How do the lines below between the ones holding "Can we also" and "-27,6 +27,7 @@", inclusive, read? Give them again exactly, with no other lines.

RECORDS ::
*** Block opens ***

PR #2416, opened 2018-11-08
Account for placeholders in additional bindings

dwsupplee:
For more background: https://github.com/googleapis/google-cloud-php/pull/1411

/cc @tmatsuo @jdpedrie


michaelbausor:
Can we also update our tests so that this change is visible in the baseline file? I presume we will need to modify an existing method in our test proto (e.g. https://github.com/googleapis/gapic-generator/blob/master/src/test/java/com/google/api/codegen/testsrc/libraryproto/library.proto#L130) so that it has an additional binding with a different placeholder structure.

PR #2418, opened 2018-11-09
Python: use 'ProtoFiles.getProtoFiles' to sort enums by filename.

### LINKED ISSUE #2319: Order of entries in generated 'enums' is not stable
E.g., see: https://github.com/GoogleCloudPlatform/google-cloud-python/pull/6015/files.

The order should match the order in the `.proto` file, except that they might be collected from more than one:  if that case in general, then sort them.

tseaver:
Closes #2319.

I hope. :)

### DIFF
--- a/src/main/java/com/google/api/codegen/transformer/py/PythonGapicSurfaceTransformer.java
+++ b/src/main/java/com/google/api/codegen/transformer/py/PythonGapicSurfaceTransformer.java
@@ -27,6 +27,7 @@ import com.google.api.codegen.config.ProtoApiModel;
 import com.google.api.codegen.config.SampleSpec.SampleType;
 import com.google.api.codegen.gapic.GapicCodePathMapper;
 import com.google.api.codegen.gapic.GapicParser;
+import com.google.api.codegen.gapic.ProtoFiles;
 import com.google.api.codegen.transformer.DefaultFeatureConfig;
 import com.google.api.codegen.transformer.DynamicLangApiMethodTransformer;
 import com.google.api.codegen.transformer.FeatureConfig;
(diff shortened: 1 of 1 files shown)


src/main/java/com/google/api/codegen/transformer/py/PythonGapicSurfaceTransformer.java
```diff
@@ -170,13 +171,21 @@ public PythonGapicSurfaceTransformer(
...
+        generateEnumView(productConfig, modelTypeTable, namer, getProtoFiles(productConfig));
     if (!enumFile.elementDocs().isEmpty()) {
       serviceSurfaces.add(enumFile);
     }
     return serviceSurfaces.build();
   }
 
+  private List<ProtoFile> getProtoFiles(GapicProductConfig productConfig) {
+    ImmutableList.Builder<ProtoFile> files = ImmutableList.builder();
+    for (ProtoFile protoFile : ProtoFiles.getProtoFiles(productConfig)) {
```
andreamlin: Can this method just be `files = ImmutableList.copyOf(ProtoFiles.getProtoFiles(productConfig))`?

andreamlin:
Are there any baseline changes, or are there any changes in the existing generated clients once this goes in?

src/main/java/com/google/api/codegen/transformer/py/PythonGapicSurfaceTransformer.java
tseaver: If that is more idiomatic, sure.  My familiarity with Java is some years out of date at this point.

*** Block closes ***
*** Block opens ***

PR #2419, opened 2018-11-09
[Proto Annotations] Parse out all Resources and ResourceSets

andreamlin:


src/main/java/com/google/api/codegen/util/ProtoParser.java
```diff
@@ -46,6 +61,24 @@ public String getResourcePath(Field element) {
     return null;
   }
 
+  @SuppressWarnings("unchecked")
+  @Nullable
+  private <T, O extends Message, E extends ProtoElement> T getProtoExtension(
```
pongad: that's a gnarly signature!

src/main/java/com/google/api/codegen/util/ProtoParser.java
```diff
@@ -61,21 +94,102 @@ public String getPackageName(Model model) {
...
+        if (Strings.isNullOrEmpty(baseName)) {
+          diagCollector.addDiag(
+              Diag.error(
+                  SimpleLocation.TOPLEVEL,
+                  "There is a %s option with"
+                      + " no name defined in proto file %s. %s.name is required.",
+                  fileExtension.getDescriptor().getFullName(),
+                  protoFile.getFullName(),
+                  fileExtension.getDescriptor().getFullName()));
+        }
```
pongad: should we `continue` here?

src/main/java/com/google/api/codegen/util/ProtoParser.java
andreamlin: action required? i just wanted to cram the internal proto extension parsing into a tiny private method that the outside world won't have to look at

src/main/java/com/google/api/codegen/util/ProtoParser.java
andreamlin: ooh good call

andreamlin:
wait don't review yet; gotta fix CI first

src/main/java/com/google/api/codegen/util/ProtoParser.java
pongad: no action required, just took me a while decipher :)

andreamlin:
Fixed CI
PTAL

*** Block closes ***
*** Block opens ***

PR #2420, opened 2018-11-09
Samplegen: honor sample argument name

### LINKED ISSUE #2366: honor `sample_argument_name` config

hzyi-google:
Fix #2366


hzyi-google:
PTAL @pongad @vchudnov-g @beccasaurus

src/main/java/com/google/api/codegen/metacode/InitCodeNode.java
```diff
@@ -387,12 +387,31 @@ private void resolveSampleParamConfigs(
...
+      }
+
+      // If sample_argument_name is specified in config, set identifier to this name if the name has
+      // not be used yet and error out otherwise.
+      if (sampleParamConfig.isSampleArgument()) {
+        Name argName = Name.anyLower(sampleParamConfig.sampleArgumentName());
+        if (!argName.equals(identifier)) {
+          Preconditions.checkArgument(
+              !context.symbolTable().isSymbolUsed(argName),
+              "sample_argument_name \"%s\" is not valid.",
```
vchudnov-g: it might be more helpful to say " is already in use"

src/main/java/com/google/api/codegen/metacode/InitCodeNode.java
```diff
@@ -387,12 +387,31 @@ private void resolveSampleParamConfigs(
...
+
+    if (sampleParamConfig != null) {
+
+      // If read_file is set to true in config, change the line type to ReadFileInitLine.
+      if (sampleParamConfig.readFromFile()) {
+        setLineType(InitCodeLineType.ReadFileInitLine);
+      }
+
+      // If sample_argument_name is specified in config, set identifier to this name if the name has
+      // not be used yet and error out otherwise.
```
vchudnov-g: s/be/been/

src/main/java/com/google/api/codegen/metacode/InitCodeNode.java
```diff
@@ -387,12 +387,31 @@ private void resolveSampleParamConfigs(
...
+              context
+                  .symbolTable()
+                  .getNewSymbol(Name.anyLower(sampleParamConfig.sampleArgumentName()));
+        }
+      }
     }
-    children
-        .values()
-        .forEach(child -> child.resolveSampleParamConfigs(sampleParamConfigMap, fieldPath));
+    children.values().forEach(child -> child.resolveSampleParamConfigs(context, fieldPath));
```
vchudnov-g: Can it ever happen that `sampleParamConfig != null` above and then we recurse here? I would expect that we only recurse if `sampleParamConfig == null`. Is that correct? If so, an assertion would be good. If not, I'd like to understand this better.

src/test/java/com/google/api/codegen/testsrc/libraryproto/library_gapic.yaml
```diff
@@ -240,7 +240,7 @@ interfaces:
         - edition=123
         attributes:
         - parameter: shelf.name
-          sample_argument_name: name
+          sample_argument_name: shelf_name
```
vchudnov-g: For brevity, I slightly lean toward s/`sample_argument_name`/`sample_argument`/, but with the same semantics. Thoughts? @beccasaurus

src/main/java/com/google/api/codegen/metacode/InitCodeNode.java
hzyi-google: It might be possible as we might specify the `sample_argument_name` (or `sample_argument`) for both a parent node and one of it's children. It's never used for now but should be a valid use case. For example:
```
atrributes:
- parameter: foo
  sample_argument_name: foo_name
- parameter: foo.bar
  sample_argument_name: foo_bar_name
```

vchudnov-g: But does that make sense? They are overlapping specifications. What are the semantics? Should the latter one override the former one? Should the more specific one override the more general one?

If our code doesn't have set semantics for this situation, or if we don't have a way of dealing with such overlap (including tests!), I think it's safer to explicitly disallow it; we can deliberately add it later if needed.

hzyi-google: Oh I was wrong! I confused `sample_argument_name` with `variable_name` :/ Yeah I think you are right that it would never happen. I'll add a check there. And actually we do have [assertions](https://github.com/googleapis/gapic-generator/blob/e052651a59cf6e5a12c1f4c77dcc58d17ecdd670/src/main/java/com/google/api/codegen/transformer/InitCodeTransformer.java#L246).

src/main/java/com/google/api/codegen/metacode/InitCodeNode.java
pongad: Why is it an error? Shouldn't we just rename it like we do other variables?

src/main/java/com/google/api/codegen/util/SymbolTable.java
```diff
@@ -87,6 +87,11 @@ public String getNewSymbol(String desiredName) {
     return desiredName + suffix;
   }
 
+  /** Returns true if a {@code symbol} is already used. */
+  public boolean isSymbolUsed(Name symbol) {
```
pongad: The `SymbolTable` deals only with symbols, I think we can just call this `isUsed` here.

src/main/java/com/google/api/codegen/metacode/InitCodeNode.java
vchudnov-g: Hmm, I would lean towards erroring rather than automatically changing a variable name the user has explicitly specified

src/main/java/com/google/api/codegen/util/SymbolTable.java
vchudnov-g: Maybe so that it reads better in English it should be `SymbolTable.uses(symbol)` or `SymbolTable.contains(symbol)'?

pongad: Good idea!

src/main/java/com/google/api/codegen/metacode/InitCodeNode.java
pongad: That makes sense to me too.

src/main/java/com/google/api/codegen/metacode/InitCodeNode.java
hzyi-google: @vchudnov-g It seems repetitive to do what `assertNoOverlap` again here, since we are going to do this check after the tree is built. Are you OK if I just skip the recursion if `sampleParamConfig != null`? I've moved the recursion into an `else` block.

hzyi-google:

*** Block closes ***

EXERCISE RESULT ::
Can we also update our tests so that this change is visible in the baseline file? I presume we will need to modify an existing method in our test proto (e.g. https://github.com/googleapis/gapic-generator/blob/master/src/test/java/com/google/api/codegen/testsrc/libraryproto/library.proto#L130) so that it has an additional binding with a different placeholder structure.

PR #2418, opened 2018-11-09
Python: use 'ProtoFiles.getProtoFiles' to sort enums by filename.

### LINKED ISSUE #2319: Order of entries in generated 'enums' is not stable
E.g., see: https://github.com/GoogleCloudPlatform/google-cloud-python/pull/6015/files.

The order should match the order in the `.proto` file, except that they might be collected from more than one:  if that case in general, then sort them.

tseaver:
Closes #2319.

I hope. :)

### DIFF
--- a/src/main/java/com/google/api/codegen/transformer/py/PythonGapicSurfaceTransformer.java
+++ b/src/main/java/com/google/api/codegen/transformer/py/PythonGapicSurfaceTransformer.java
@@ -27,6 +27,7 @@ import com.google.api.codegen.config.ProtoApiModel;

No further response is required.